───── PROVIDED RECORDS ─────

PR #225, opened 2022-04-19
healthcheck: set appropriate defaults for `interval`, `timeout` and `retries`

flouthoc:
Set appropriate defaults for `--interval`, `--timeout` and `--retries` when
processing a Containerfile with build format as docker.

See: https://docs.docker.com/engine/reference/builder/#healthcheck
Closes: https://github.com/containers/podman/issues/13912

### DIFF
--- a/builder_test.go
+++ b/builder_test.go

─────

_INSTRUCTIONS FOR THE TASK_.
Transcribe the listing above exactly as shown.

_ANSWER SECTION_.
PR #225, opened 2022-04-19
healthcheck: set appropriate defaults for `interval`, `timeout` and `retries`

flouthoc:
Set appropriate defaults for `--interval`, `--timeout` and `--retries` when
processing a Containerfile with build format as docker.

See: https://docs.docker.com/engine/reference/builder/#healthcheck
Closes: https://github.com/containers/podman/issues/13912

### DIFF
--- a/builder_test.go
+++ b/builder_test.go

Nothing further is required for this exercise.